Healing with Honey
By EatingWell Editors, March/April 2009
The ancient Egyptians, Chinese, Greeks and Romans all considered honey a basic component of any first-aid kit and today, we’re hearing more and more about honey’s healing power. We sort through the claims and the science.
A Diet Helper?
In a 2008 study in the Journal of Food Science, scientists reported that rats that were fed a honey-sweetened diet gained 23 percent less weight than those that ate food spiked with refined sugar over one year. (One rat year equals about 20 human ones.) “The honey we used was high in antioxidants so it is possible that this led to greater fat burning,” says Lynne Chepulis, Ph.D., lead researcher and author of the book Healing Honey (Brown Walker Press, 2008). Chepulis points to research linking other antioxidant-rich foods (e.g., green tea) with speeding up your metabolism. But not all honeys are rich in antioxidants. Another study, published in the Journal of the American Dietetic Association, found that the most common type of honey—clover—doesn’t have many more antioxidants than refined sugar.
Bottom line: Research linking honey with weight-loss benefits is preliminary at best. Adding any sweetener to your diet without subtracting another can lead to weight gain.
A Cough syrup?
Researchers at Penn State University tested honey against dextromethorphan—the active ingredient in most cough medicines—as a cough suppressant in children and found honey to be more effective. Sweetness may be honey’s “active ingredient.” The brain part that registers sweet tastes and the part that causes coughing are located near each other so sensing sweetness may affect coughing, says author Ian M. Paul, M.D., who published the study in 2007 in the Archives of Pediatric and Adolescent Medicine.
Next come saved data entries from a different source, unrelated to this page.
Issue #4499, opened 2026-08-15
[Bug: UX] Board gets hijacked when I reach the gym


ES-Alexander:
I've noticed that sometimes when I get to the gym the board suddenly lights up with a climb I was recently doing, in my custom colours, without me even having opened the app yet (let alone selected to light up the board).

I suspect this may be caused by me leaving without manually disconnecting from the board, and the app automatically reconnecting next time it's in bluetooth range, even though it's literally days later. If that's the case it's possible it will be resolved / possible to work around using the new auto-disconnect feature from #4130, but I last ran into this behaviour on Thursday so it's possible it's an unrelated problem (or I just hadn't updated yet - not sure).

I unfortunately haven't investigated this much, so I'm unsure if it only happens if nobody else is actively connected to the board, and I haven't confirmed whether me disconnecting before leaving the gym makes a difference, or even if it's the _last_ climb I was working on (or one that failed to light up during the session or something). I figured I'd report the issue for now while I remember it (if only because the idea of having so much aura the board remembers me and submits to my climb desires is kind of funny), and then I can report back in future with more information on when/whether the issue is still occurring.

marcodejongh:
🤖 Claimed by bug-batch loop `moarbugs100500` (batch 1, session 43ea5be5).

Investigation + fix in progress. If another automation loop is already on this, say so here and I will stand down. Loop `moarbugs10000` holds #4412–#4414, #4416, #4494, #4519, #4523, #4528, #4529, #4532 — I am staying off those.

PR #4710, opened 2026-08-24
fix(mobile): [native-train] stop the implicit relight clearing the wall with no queue state

### LINKED ISSUE #4544: [native-train] Native relight clears the wall when App-Group queue state is empty — 84% of iOS BLE users hit it on every connect

marcodejongh:
## Summary

Closes #4544.

`displaySharedCurrentItemOnBleQueue()` read the App-Group queue copy and handed the
result straight to `displayCurrentItemOnBleQueue(items:currentIndex:)`, whose first
statement is:

```swift
guard currentIndex >= 0, currentIndex < items.count else { clearBoardOnBleQueue(...); return }
```

`SharedQueueState.load(from:)` returns `(items: [], currentIndex: 0)` when the keys are
simply missing, so **"no shared state was ever written" was indistinguishable from
"the queue is empty"** — and both routed to a real clear-all. On MoonBoard that is the
3-byte `l##` packet, so it writes real bytes rather than being a silent no-op.

Four ordinary connect paths reach it (`finishConnectionSetupOnBleQueue`, `configure(_:)`,
and the two already-connected early returns), and App-Group queue state is only written
once a Live Activity has run. Per the issue's PostHog numbers, 84% of iOS Bluetooth
climbers have never had that state, so every connect they made issued a clear. It went
unnoticed because the JS auto-sender usually repainted a moment later.

### The change

The fix lands in the loader, not in `displayCurrentItemOnBleQueue`. That is the boundary
between "state was read from the App Group and might be absent" and "a caller explicitly
handed me items and an index":

- `displaySharedCurrentItemOnBleQueue` now uses `SharedQueueState.currentItem(from:)`
  (same bounds check) and returns without writing when it yields `nil`.
- `displayCurrentItemOnBleQueue`, `clearBoardOnBleQueue` and all four call sites are
  byte-identical. The explicit-arguments path still clears on an out-of-range index,
  because its callers are authoritative: `SessionWebSocketManager.persistAndNotify`
  repaints from live session state, and `displayCurrentItemAwaitingReady` comes from
  `LiveActivityBleBridge.writeBoardForIntent`.
- JS `bluetooth.clearBoard()` sends empty frames through the write path and never enters
  this code, so a deliberate clear still darks the wall.

One production signature detail worth a reviewer's eye: the loader gained a
`defaults: UserDefaults? = SharedConstants.sharedDefaults` default argument. Swift
re-evaluates default expressions at every call site and all four call sites are
untouched, so this is behaviour-preserving; it exists purely so the Swift suite can
drive the unit against an isolated `UserDefaults` suite instead of a developer machine's
real app-group defaults.

### Relationship to the other relight PRs

- **#4413** is the user-visible report this came out of.
- **#4549** is open and unmerged, JS-only, and mirrors App-Group state so most users get a
  real relight. This PR fixes the residual "never had a queue on this install" case that
  #4549's own tests document as belonging to #4544. They compose; neither duplicates the
  other.
- **#4551** is open, also targets `release/next-ota`, and restructures all four callers
  behind an authorization gate — but it leaves the body of
  `displaySharedCurrentItemOnBleQueue` alone, so the Swift hunks merge cleanly in either
  order. Crucially **#4551 does not already fix this**: a fresh, legitimate `.userConnect`
  passes its gate and still reaches the clear. Registration in
  `scripts/prepare-rn-ios-tests.mjs` is inserted after the `BoardBleWriteFlowTests.swift`
  entry specifically to avoid a textual conflict with #4551's insertion point.

One semantic wrinkle for whoever merges second: once #4551 lands, its
`implicitRelightAttempts` counter increments immediately before this loader runs, so an
"attempt" can now produce no write at all. Nothing breaks, but the counter's meaning
drifts from "writes attempted" to "gate passed". Worth a follow-up, not a blocker here.

### Native train

**This must never be merged to `main`.** It changes Swift under
`packages/mobile/modules/live-activity/ios/`, so it moves the Expo native fingerprint and
can never ship OTA. Base branch is `release/next-ota`, same as #4551.

## Release Notes

- Connecting to a board no longer blanks it when you have not lined up a climb yet — the wall keeps whatever is lit until you pick something.

## Test plan

New XCTest suite `packages/mobile/ios-tests/BoardBleImplicitRelightStateTests.swift`, run
against an isolated `UserDefaults` suite through a new
`TestHooks.displaySharedCurrentItem(defaults:)` seam (the `LiveActivityWidgetTests`
pattern), so it never reads or writes the real app group. The seam sits below whatever
gate wraps the connect-path callers, so it holds in either merge order with #4551:

1. `testImplicitRelightWithNoSharedQueueStateLeavesTheWallAlone` — empty suite, MoonBoard
   config **and** a fake connection seeded (both are required; `clearBoardOnBleQueue`
   bails at its own guards otherwise and the test would pass on unfixed code) → zero
   writes.
2. `testImplicitRelightWithAnOutOfRangeSharedIndexLeavesTheWallAlone` — one item at index
   5 → zero writes.
3. `testImplicitRelightWithAValidSharedCurrentClimbStillLights` — one item at index 0 →
   at least one chunk. Pins that the fix did not just disable relight.
4. `testExplicitDisplayCurrentItemWithNoCurrentClimbStillClears` — no connect flow;
   `displayCurrentItem(items: [], currentIndex: 0)` → exactly one more chunk than the
   baseline, equal to `Data("l##".utf8)`. Pins that SessionWebSocketManager's
   authoritative repaint path is unchanged. (`writtenChunks` is `private(set)`, so this
   asserts on a delta rather than resetting the fake.)

Also fixed a comment in `LiveActivityWidgetTests` that asserted the old
"empty state clears the board" contract; its assertions pass either way, which is exactly
why it would have rotted silently.

**Ran locally (Linux):**

- `vp check` — pass
- `vp test run --project scripts --reporter=agent` — 865 pass. Confirmed
  `prepare-rn-ios-tests.test.ts` goes **red** without the `.mjs` registration and green
  with it, so the new Swift file provably reaches the generated Xcode test target.
- `vp run test:mobile` — 6525/6526 twice, with a **different** 5s-timeout failure each
  run (`use-board-route-target.test.tsx > re-resolves when the network comes back after
  an offline failure`, then `uses the bundled screenshot locale in screenshot mode`).
  Each passes when its file is run alone, so this is local timeout flake under parallel
  load, not a regression — and this PR changes no TypeScript at all. CI's `test-default`
  shards are green.
- `vp run check:mobile-bundle` — pass (iOS and Android)

**Could not run locally:** the Swift tests. There is no XCTest runner on Linux; they only
execute in `ios-rn-ci.yml`'s macOS `build-and-test` job — so CI was the first proof of
both. That job has since gone **green**, so the suite compiles and its assertions hold.

**Device QA still owed before the train ships:**

1. Fresh install, never started a session, connect to a board another climber left lit —
   the wall must keep showing something rather than going dark, and must light your
   climb once you pick one.
2. Connect with a queue and a live session — the wall still re-lights on connect.
3. Start a session, empty the queue, disconnect and reconnect — the wall re-lights the
   last published climb rather than clearing. (This is the intended trade: a stale climb
   beats a black wall, and these boards are last-connection-wins. #4549 asserts the same
   behaviour on the JS side.)
4. Explicit clear from the BLE control sheet still darks the wall.

Bluetooth change, so this needs a Fable review before merge. Keeping it a draft until CI
is green and that review has landed; the merge itself goes out with the native train.

### DIFF
--- a/packages/mobile/ios-tests/BoardBleImplicitRelightStateTests.swift
+++ b/packages/mobile/ios-tests/BoardBleImplicitRelightStateTests.swift
@@ -126,6 +126,20 @@ final class BoardBleImplicitRelightStateTests: XCTestCase {
         )
     }
 
+    /// Distinct from the absent-state case above: here JS did publish, and what
+    /// it published is an empty queue. `SharedQueueState.currentItem` returns
+    /// nil for both, and neither is a licence to clear — an explicit clear
+    /// comes through `write(hex:)` with empty frames, not through this loader.
+    func testImplicitRelightWithAnExplicitlyEmptySharedQueueLeavesTheWallAlone() {
+        let peripheral = FakeWritablePeripheral()
+        installConnection(peripheral)
+
+        SharedQueueState.save(items: [], currentIndex: 0, to: defaults)
+        manager.testHooks.displaySharedCurrentItem(defaults: defaults)
+
+        XCTAssertTrue(peripheral.writtenChunks.isEmpty)
+    }
+
     func testImplicitRelightWithAnOutOfRangeSharedIndexLeavesTheWallAlone() {
         let peripheral = FakeWritablePeripheral()
         installConnection(peripheral)
--- a/packages/mobile/ios-tests/BoardBleImplicitRelightStateTests.swift
+++ b/packages/mobile/ios-tests/BoardBleImplicitRelightStateTests.swift
@@ -152,7 +152,10 @@ final class BoardBleImplicitRelightStateTests: XCTestCase {
         SharedQueueState.save(items: [queueItem()], currentIndex: 5, to: defaults)
         manager.testHooks.displaySharedCurrentItem(defaults: defaults)
 
-        XCTAssertTrue(peripheral.writtenChunks.isEmpty)
+        XCTAssertTrue(
+            peripheral.writtenChunks.isEmpty,
+            "a stale out-of-range index must not clear the wall (#4544)"
+        )
     }
 
     func testImplicitRelightWithAValidSharedCurrentClimbStillLights() {
--- a/packages/mobile/ios-tests/BoardBleImplicitRelightStateTests.swift
+++ b/packages/mobile/ios-tests/BoardBleImplicitRelightStateTests.swift
@@ -137,7 +137,10 @@ final class BoardBleImplicitRelightStateTests: XCTestCase {
         SharedQueueState.save(items: [], currentIndex: 0, to: defaults)
         manager.testHooks.displaySharedCurrentItem(defaults: defaults)
 
-        XCTAssertTrue(peripheral.writtenChunks.isEmpty)
+        XCTAssertTrue(
+            peripheral.writtenChunks.isEmpty,
+            "a published-but-empty queue must not clear the wall either (#4544)"
+        )
     }
 
     func testImplicitRelightWithAnOutOfRangeSharedIndexLeavesTheWallAlone() {
--- a/packages/mobile/ios-tests/BoardBleImplicitRelightStateTests.swift
+++ b/packages/mobile/ios-tests/BoardBleImplicitRelightStateTests.swift
@@ -1,0 +1,177 @@
+import CoreBluetooth
+import XCTest
+
+/// Coverage for the implicit re-light's reading of the App-Group queue copy
+/// (#4544): when that copy holds no current climb, the wall must be left alone
+/// rather than cleared. The explicit-arguments path — the one
+/// SessionWebSocketManager repaints from live session state — must keep
+/// clearing, because there an empty queue is authoritative rather than absent.
+///
+/// Everything runs against an ISOLATED `UserDefaults` suite through
+/// `testHooks.displaySharedCurrentItem(defaults:)`, mirroring
+/// `LiveActivityWidgetTests`, so a developer machine's real app-group defaults
+/// are never read or written. The seam sits below whatever authorisation gate
+/// wraps the connect-path callers, so these assertions hold regardless of how
+/// a connect is gated.
+@available(iOS 17.0, *)
+final class BoardBleImplicitRelightStateTests: XCTestCase {
+    private var scheduler: FakeBleTimerScheduler!
+    private var manager: BoardBleManager!
+    private var suiteName: String!
+    private var defaults: UserDefaults!
+    private var cancelledPeripheralIds: [UUID] = []
+    private let uartWriteCharacteristicUuid = CBUUID(string: "6E400002-B5A3-F393-E0A9-E50E24DCCA9E")
+
+    override func setUp() {
+        super.setUp()
+        suiteName = "com.boardsesh.rn.implicit-relight-tests.\(UUID().uuidString)"
+        defaults = UserDefaults(suiteName: suiteName)
+        defaults.removePersistentDomain(forName: suiteName)
+
+        cancelledPeripheralIds = []
+        scheduler = FakeBleTimerScheduler()
+        manager = BoardBleManager(timerScheduler: scheduler, createCentralManagerEagerly: false)
+        let hooks = manager.testHooks
+        hooks.sync {
+            // A dev machine's app-group defaults could leak a persisted config.
+            hooks.setConfiguration(nil)
+            hooks.setCancelPeripheralConnectionOverride { [weak self] peripheral in
+                self?.cancelledPeripheralIds.append(peripheral.identifier)
+            }
+        }
+    }
+
+    override func tearDown() {
+        manager.testHooks.sync {
+            manager.testHooks.setCancelPeripheralConnectionOverride(nil)
+        }
+        manager = nil
+        scheduler = nil
+        defaults.removePersistentDomain(forName: suiteName)
+        defaults = nil
+        suiteName = nil
+        super.tearDown()
+    }
+
+    // MARK: - Helpers
+    //
+    // `FakeWritablePeripheral` and `FakeBleTimerScheduler` are top-level and
+    // shared, but BoardBleWriteFlowTests' own construction helpers are private
+    // members of that suite, so they are copied rather than reused.
+
+    private func makeCharacteristic(
+        uuid: CBUUID? = nil,
+        properties: CBCharacteristicProperties = .writeWithoutResponse
+    ) -> CBMutableCharacteristic {
+        CBMutableCharacteristic(
+            type: uuid ?? uartWriteCharacteristicUuid,
+            properties: properties,
+            value: nil,
+            permissions: [.writeable]
+        )
+    }
+
+    /// MoonBoard specifically: `makeMoonboardPacket(frames: "")` returns the
+    /// 3-byte `l##` clear-all, so an unwanted clear writes real bytes a test can
+    /// catch instead of being an invisible no-op.
+    private func moonboardConfiguration() -> BoardBleConfiguration {
+        BoardBleConfiguration(
+            boardName: "moonboard",
+            layoutId: 0,
+            sizeId: 0,
+            apiLevel: nil,
+            deviceName: nil,
+            colorOverrides: [:],
+            numRows: nil
+        )
+    }
+
+    private func queueItem(frames: String = "p1r42", mirrored: Bool = false) -> SharedQueueItem {
+        SharedQueueItem(
+            uuid: "queue-item",
+            climbUuid: "climb-item",
+            climbName: "Test climb",
+            difficulty: "6c+/V5",
+            angle: 40,
+            frames: frames,
+            setterUsername: "tester",
+            mirrored: mirrored
+        )
+    }
+
+    /// Seed BOTH the configuration and the connection. `clearBoardOnBleQueue`
+    /// bails at its own guards when either is missing, so a test that seeded
+    /// only one would pass even with the bug present.
+    private func installConnection(_ peripheral: FakeWritablePeripheral) {
+        let hooks = manager.testHooks
+        hooks.sync {
+            hooks.setConfiguration(moonboardConfiguration())
+            hooks.setConnection(peripheral: peripheral, characteristic: makeCharacteristic())
+        }
+    }
+
+    // MARK: - The implicit, shared-state re-light
+
+    func testImplicitRelightWithNoSharedQueueStateLeavesTheWallAlone() {
+        let peripheral = FakeWritablePeripheral()
+        installConnection(peripheral)
+
+        // The isolated suite has never been written to — the state of every
+        // install whose climber has not published a queue yet.
+        manager.testHooks.displaySharedCurrentItem(defaults: defaults)
+
+        XCTAssertTrue(
+            peripheral.writtenChunks.isEmpty,
+            "an absent App-Group queue copy must not clear the wall (#4544)"
+        )
+    }
+
+    func testImplicitRelightWithAnOutOfRangeSharedIndexLeavesTheWallAlone() {
+        let peripheral = FakeWritablePeripheral()
+        installConnection(peripheral)
+
+        // Stale index rather than absent state: a queue was published, then the
+        // index ran past its end.
+        SharedQueueState.save(items: [queueItem()], currentIndex: 5, to: defaults)
+        manager.testHooks.displaySharedCurrentItem(defaults: defaults)
+
+        XCTAssertTrue(peripheral.writtenChunks.isEmpty)
+    }
+
+    func testImplicitRelightWithAValidSharedCurrentClimbStillLights() {
+        let peripheral = FakeWritablePeripheral()
+        installConnection(peripheral)
+
+        SharedQueueState.save(items: [queueItem()], currentIndex: 0, to: defaults)
+        manager.testHooks.displaySharedCurrentItem(defaults: defaults)
+
+        // Only the first chunk goes out synchronously; the rest pace on
+        // chunkDelay timers this test deliberately does not fire.
+        XCTAssertGreaterThanOrEqual(
+            peripheral.writtenChunks.count,
+            1,
+            "a real current climb must still re-light the wall"
+        )
+    }
+
+    // MARK: - The explicit, caller-supplied path
+
+    /// The live-session repaint (SessionWebSocketManager) hands in items and an
+    /// index directly; an out-of-range index there means "no current climb" and
+    /// must still dark the wall. No connect flow, and no reset of
+    /// `writtenChunks` (it is `private(set)`) — the assertion is on the delta.
+    func testExplicitDisplayCurrentItemWithNoCurrentClimbStillClears() {
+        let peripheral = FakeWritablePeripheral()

Bottom line: If you’re trying to soothe a child’s cough, or yours, try honey. Don’t give it to a baby younger than one: honey may contain spores of a bacteria that causes botulism, which an infant’s immature immune system can’t handle.
Relief from Allergies?
The theory is this: Honeybees gather pollen from the very plants that cause your itchy eyes, so consuming a small daily dose of the local honey—and subsequently these pollens—may stimulate your immune system and reduce allergies, explains Miguel P. Wolbert, an allergist and immunologist at the Allergy & Asthma Care Center in Evansville, Indiana. But the pollens that cause sneezing and congestion—such as ragweed—are windborne, while the pollens bees collect are too heavy to fly in the breeze. Windborne pollens can fall onto flowers, get picked up by bees and end up in honey, says Wolbert, “but it’s likely to be a very, very small amount.” Not enough to make a difference. And, so far, no clinical evidence shows that honey alleviates allergy symptoms.
Bottom line: It’s not likely that honey will help your allergies, says Wolbert, but, “I don’t tell my patients not to eat it.”
MY THOUGHTS
Awww! My confidence in honey as an alternative medicine just got shot to pieces.